• **Directions for this task**
The response must hold only the lines from the line containing "manifest and the" through the end of the listing, exactly as written.
§
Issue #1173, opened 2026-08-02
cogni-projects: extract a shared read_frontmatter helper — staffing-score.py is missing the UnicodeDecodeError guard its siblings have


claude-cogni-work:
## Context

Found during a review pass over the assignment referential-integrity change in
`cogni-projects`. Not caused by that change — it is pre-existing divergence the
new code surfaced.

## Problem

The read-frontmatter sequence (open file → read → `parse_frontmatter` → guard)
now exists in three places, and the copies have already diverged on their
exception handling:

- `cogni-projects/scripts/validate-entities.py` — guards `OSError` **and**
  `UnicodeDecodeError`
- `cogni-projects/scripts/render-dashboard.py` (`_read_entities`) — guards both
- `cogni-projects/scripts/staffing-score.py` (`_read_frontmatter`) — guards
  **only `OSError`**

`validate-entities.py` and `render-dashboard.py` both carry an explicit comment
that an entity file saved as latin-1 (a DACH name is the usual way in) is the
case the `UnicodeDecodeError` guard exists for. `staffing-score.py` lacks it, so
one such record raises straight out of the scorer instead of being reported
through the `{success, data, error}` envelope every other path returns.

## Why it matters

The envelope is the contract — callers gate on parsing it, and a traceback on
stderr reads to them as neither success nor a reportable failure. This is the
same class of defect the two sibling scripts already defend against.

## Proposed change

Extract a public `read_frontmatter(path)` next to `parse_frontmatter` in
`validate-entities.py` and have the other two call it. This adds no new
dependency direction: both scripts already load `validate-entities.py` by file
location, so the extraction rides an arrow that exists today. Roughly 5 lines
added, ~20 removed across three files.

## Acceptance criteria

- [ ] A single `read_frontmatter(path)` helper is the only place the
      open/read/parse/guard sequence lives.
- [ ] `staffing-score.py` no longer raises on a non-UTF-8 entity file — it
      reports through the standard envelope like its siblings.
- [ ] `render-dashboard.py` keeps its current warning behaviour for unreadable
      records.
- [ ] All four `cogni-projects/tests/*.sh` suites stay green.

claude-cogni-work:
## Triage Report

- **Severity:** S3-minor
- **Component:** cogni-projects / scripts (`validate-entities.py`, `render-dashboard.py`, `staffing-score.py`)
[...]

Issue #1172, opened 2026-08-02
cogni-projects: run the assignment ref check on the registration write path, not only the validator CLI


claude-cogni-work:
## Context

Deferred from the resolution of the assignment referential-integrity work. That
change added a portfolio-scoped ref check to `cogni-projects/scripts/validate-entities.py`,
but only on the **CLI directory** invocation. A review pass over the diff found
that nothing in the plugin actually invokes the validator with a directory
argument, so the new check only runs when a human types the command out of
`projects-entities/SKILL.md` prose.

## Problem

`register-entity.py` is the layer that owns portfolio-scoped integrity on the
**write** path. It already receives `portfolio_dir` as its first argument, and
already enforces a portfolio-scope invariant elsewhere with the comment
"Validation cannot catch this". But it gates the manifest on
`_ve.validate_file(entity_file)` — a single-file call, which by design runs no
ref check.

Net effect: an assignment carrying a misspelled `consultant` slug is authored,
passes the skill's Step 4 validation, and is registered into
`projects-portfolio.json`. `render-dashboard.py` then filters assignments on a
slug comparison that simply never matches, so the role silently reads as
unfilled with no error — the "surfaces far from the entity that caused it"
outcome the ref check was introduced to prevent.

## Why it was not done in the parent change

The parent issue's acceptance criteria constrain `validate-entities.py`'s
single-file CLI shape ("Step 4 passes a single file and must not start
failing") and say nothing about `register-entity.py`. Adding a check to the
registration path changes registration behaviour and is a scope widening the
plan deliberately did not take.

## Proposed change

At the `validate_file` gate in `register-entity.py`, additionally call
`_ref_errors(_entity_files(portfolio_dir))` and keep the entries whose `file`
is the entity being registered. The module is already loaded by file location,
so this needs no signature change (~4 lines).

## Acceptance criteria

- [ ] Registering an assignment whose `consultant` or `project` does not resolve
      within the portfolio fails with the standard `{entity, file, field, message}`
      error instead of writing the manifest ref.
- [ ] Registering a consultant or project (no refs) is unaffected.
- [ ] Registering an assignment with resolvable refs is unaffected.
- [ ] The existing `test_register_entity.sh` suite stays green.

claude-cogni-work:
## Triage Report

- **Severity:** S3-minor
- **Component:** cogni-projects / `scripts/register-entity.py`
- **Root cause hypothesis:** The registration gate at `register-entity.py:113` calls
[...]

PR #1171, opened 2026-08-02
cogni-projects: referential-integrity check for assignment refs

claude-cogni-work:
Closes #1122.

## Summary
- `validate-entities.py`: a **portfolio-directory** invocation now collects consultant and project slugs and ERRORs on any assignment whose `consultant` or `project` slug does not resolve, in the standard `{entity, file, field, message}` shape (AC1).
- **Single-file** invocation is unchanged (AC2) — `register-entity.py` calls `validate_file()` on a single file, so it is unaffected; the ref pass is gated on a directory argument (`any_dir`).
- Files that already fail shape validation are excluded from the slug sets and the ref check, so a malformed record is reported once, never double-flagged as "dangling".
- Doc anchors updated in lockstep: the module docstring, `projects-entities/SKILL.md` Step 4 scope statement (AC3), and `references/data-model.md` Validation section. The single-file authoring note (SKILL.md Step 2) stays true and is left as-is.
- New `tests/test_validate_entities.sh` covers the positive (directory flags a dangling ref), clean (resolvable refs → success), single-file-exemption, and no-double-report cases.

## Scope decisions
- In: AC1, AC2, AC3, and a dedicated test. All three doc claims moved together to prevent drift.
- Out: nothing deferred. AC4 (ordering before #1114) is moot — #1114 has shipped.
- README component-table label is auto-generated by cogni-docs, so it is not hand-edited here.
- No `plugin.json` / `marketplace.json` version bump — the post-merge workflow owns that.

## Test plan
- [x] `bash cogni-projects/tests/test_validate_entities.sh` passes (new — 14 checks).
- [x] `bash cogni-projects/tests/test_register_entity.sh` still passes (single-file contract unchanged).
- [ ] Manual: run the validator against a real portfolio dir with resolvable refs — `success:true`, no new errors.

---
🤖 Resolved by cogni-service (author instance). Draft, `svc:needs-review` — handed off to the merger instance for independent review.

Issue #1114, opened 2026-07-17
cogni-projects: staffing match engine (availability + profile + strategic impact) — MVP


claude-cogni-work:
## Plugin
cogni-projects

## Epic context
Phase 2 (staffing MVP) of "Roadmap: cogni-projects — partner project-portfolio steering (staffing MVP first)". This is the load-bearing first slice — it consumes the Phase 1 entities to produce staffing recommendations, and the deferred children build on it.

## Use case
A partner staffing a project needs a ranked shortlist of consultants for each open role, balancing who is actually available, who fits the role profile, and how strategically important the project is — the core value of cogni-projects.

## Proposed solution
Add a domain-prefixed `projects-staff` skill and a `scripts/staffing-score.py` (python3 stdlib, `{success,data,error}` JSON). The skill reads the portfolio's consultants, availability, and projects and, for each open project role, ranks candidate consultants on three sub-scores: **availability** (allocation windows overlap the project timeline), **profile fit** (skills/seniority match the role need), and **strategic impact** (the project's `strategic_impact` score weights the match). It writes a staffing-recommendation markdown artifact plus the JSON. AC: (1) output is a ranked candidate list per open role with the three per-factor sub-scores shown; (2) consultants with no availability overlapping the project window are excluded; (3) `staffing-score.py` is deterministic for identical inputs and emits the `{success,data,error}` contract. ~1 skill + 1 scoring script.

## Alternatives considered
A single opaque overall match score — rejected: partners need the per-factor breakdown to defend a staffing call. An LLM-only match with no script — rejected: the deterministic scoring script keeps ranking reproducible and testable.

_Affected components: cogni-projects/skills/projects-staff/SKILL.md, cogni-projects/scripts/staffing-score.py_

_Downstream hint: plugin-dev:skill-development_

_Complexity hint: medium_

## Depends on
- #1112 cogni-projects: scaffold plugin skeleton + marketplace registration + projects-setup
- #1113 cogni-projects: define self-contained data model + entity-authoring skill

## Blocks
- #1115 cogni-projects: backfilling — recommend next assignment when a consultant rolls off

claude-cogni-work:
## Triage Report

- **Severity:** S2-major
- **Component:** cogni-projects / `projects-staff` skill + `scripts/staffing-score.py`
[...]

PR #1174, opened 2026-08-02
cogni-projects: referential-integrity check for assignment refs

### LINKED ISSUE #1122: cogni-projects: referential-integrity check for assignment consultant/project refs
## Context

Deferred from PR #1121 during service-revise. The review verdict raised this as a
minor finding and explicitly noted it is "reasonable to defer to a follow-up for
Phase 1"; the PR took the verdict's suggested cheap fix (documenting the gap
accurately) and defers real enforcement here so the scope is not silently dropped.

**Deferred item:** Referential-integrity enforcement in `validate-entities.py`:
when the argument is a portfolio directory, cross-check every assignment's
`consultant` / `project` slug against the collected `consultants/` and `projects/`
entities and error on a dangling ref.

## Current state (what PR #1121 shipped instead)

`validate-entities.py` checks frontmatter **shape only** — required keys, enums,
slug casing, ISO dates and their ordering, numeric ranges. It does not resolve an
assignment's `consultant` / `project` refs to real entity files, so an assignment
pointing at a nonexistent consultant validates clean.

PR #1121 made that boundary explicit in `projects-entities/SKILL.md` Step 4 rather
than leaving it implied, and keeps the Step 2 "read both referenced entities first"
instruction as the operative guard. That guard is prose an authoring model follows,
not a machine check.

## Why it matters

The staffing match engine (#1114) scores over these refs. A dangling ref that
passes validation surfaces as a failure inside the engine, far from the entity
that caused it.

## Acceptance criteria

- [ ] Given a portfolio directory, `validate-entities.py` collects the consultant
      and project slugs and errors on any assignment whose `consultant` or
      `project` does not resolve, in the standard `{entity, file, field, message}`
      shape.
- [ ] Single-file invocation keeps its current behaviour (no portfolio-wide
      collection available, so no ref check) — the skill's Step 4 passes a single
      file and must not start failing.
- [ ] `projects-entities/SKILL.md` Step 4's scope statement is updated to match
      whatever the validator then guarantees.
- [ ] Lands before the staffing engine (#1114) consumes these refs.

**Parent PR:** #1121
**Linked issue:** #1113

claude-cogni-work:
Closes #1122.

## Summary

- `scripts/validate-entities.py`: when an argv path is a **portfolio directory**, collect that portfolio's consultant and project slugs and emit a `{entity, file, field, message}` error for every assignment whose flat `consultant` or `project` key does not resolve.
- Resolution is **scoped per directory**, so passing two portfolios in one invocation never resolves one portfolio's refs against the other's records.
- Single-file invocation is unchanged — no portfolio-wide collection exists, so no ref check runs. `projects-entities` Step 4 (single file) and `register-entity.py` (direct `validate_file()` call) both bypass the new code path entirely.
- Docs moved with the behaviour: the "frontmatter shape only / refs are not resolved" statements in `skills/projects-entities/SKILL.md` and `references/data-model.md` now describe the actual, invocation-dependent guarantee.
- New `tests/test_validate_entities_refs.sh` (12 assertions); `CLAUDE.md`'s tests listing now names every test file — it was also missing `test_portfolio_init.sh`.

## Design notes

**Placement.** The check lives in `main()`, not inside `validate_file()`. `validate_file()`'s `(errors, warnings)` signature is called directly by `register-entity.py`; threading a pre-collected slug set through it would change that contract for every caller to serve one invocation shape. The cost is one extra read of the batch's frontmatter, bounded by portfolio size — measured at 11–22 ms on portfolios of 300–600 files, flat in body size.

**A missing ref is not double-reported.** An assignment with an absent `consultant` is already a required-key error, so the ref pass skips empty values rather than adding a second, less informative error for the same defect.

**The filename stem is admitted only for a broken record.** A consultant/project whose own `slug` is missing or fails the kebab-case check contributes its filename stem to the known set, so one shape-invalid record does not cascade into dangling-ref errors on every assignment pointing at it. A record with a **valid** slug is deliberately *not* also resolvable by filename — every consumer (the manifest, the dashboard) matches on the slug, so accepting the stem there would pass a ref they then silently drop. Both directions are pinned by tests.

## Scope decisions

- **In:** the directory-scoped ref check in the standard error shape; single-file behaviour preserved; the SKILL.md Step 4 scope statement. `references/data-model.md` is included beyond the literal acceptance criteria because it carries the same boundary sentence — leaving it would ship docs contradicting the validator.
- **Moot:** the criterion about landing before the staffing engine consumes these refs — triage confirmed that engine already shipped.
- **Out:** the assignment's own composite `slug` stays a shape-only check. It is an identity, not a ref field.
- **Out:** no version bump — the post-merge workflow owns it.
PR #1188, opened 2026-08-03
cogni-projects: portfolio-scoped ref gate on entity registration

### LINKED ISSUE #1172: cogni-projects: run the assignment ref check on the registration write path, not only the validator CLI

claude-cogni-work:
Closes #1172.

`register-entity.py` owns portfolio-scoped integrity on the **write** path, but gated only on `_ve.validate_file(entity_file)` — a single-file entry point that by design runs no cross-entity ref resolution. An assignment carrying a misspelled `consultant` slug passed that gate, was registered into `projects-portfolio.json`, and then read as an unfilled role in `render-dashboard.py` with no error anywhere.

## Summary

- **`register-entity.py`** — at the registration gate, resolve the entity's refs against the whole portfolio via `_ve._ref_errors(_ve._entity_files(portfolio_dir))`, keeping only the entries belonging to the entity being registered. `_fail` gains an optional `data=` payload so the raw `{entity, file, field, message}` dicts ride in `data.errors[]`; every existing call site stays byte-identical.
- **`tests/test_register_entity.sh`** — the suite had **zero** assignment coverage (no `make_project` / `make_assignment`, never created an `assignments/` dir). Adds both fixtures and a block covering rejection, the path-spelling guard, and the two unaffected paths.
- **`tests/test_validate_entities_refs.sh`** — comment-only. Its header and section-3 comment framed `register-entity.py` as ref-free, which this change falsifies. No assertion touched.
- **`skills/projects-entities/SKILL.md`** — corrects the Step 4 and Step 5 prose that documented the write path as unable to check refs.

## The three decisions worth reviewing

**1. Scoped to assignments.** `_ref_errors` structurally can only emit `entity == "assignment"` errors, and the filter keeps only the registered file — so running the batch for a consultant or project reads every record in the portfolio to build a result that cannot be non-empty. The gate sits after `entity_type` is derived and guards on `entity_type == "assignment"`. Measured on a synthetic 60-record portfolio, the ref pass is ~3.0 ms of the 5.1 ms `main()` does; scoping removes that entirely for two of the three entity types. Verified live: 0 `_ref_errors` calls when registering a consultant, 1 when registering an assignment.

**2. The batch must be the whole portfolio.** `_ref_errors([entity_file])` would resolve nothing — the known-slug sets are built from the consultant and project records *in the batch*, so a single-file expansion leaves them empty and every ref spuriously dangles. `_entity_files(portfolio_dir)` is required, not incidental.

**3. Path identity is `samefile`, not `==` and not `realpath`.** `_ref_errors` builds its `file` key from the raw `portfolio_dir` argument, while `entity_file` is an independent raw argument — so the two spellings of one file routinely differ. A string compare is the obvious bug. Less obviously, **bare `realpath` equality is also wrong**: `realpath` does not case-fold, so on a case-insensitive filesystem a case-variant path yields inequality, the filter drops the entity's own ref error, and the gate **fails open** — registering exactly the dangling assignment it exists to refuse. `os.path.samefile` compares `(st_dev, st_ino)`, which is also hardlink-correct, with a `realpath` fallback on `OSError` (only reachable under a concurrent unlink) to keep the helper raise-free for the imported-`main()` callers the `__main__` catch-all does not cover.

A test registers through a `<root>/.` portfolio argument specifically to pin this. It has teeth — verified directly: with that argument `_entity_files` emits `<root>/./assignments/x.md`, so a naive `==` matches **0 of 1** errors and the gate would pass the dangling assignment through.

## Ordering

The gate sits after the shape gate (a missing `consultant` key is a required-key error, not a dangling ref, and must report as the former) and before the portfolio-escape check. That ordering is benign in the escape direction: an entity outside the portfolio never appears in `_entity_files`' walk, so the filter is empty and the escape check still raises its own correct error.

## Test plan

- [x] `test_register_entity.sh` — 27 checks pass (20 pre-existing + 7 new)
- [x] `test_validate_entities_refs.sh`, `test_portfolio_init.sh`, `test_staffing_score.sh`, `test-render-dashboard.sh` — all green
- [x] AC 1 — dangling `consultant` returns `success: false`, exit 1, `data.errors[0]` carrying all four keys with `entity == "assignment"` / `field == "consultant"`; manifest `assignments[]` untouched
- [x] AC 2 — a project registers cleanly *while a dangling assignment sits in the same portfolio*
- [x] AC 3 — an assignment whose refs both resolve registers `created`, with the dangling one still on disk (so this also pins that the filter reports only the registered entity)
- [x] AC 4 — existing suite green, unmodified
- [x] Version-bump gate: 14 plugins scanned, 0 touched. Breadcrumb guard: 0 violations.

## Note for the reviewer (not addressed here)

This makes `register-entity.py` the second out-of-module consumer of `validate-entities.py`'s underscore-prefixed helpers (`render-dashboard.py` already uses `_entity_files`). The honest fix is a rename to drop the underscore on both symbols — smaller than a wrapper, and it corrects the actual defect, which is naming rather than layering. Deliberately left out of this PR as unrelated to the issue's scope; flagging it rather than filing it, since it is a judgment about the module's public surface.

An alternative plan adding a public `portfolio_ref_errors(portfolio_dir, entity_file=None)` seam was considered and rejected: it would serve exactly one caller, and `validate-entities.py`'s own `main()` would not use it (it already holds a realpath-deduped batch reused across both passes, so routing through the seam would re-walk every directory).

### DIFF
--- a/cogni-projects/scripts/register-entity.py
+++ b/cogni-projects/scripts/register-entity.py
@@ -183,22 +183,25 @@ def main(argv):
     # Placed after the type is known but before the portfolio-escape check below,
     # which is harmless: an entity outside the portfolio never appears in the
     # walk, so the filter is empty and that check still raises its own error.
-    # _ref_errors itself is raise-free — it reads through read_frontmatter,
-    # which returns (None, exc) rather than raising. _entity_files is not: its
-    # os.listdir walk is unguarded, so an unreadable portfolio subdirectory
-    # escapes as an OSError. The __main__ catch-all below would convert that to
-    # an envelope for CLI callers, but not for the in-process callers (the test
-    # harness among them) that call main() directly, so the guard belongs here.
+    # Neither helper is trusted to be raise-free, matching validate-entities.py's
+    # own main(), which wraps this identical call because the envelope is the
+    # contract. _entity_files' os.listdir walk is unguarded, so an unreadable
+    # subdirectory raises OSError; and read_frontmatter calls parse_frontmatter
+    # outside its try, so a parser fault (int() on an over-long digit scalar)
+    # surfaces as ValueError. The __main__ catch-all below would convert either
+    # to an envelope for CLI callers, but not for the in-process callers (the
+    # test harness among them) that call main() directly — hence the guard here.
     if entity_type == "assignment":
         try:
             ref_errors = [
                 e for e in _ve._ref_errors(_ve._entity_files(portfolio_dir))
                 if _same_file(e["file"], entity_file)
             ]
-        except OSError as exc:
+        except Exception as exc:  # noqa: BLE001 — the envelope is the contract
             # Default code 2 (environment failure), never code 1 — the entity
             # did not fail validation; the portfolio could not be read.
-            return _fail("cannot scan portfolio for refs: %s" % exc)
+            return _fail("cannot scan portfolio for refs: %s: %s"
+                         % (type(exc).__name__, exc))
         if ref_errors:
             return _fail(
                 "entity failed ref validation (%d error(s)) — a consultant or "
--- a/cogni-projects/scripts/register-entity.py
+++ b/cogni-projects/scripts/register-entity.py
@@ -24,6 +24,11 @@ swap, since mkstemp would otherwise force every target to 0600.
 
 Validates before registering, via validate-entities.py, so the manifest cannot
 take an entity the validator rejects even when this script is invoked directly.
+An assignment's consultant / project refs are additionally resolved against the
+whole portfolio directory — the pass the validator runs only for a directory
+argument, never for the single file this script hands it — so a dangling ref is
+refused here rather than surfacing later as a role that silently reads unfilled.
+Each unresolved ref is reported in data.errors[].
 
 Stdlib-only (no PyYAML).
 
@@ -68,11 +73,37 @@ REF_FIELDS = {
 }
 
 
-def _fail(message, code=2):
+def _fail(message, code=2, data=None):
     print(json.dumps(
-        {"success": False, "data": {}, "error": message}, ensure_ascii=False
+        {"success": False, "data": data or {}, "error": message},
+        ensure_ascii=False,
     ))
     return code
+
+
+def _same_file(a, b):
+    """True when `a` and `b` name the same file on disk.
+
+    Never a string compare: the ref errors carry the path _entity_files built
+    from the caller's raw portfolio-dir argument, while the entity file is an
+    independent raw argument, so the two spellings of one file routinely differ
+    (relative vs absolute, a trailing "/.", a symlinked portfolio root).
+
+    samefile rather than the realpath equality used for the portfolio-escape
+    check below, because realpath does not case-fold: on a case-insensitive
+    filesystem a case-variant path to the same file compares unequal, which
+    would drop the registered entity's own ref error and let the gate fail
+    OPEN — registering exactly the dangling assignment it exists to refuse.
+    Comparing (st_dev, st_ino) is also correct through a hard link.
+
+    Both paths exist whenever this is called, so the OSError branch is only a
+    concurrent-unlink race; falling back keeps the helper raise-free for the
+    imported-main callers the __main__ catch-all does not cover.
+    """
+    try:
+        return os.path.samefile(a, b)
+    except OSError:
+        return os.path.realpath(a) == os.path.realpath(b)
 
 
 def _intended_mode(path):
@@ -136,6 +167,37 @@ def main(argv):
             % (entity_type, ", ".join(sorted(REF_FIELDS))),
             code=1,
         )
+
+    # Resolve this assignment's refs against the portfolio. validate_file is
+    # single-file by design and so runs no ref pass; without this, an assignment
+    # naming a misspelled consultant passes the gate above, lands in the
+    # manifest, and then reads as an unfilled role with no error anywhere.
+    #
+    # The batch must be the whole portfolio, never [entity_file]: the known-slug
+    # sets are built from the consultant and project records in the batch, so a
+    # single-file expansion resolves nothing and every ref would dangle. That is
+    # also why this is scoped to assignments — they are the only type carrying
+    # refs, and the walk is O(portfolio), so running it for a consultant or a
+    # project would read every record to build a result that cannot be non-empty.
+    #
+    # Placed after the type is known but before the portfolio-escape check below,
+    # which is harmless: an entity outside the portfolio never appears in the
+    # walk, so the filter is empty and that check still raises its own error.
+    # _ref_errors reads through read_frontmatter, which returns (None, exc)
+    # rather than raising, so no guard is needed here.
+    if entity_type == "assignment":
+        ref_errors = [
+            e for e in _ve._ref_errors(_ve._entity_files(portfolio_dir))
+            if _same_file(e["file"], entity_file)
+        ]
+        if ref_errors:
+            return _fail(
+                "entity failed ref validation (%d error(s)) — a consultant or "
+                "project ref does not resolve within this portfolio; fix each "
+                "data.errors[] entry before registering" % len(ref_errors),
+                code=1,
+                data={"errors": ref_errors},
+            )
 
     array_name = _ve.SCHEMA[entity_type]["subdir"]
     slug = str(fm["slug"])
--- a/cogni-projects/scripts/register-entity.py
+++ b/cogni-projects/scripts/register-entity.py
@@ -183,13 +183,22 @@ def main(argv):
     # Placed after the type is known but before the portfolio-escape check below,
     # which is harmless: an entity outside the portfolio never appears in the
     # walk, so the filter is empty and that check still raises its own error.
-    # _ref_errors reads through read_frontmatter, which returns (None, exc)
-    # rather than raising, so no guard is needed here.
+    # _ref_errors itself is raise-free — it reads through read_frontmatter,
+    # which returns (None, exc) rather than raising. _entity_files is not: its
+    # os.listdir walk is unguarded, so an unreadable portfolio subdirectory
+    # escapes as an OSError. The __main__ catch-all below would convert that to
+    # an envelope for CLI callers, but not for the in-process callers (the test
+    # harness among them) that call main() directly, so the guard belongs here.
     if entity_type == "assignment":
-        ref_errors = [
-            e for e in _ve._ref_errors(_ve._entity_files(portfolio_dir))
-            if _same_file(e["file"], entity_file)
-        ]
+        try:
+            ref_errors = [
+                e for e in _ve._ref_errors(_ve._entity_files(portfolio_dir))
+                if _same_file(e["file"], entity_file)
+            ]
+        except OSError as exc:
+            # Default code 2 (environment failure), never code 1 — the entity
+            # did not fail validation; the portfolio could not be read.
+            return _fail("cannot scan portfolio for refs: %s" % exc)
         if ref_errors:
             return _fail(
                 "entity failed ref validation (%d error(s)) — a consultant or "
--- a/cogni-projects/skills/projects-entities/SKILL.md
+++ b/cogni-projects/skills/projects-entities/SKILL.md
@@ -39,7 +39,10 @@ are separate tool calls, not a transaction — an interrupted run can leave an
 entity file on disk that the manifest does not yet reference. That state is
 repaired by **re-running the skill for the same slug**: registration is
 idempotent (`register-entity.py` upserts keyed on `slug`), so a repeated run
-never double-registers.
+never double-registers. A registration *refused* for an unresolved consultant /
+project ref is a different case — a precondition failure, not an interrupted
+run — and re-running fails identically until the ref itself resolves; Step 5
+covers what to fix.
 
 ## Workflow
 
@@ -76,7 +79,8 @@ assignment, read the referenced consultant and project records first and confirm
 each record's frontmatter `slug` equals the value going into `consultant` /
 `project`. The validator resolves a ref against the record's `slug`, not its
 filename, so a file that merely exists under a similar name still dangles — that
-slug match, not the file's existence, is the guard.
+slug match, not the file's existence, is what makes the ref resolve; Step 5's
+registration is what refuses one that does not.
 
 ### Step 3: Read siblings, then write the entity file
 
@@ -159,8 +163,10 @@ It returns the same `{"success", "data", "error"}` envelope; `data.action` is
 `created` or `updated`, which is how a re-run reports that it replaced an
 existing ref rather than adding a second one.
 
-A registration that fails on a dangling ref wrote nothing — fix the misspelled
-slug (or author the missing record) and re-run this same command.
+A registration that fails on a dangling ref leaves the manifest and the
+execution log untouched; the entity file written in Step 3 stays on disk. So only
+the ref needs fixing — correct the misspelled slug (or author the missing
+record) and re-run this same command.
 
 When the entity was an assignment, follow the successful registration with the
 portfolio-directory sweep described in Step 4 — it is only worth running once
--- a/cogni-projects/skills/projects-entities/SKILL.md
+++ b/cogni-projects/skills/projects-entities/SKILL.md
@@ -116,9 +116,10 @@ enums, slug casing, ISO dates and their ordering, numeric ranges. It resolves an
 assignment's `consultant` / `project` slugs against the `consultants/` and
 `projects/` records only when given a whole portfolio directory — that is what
§
• **Task solution**
+A registration that fails on a dangling ref leaves the manifest and the
+execution log untouched; the entity file written in Step 3 stays on disk. So only
+the ref needs fixing — correct the misspelled slug (or author the missing
+record) and re-run this same command.
 
 When the entity was an assignment, follow the successful registration with the
 portfolio-directory sweep described in Step 4 — it is only worth running once
--- a/cogni-projects/skills/projects-entities/SKILL.md
+++ b/cogni-projects/skills/projects-entities/SKILL.md
@@ -116,9 +116,10 @@ enums, slug casing, ISO dates and their ordering, numeric ranges. It resolves an
 assignment's `consultant` / `project` slugs against the `consultants/` and
 `projects/` records only when given a whole portfolio directory — that is what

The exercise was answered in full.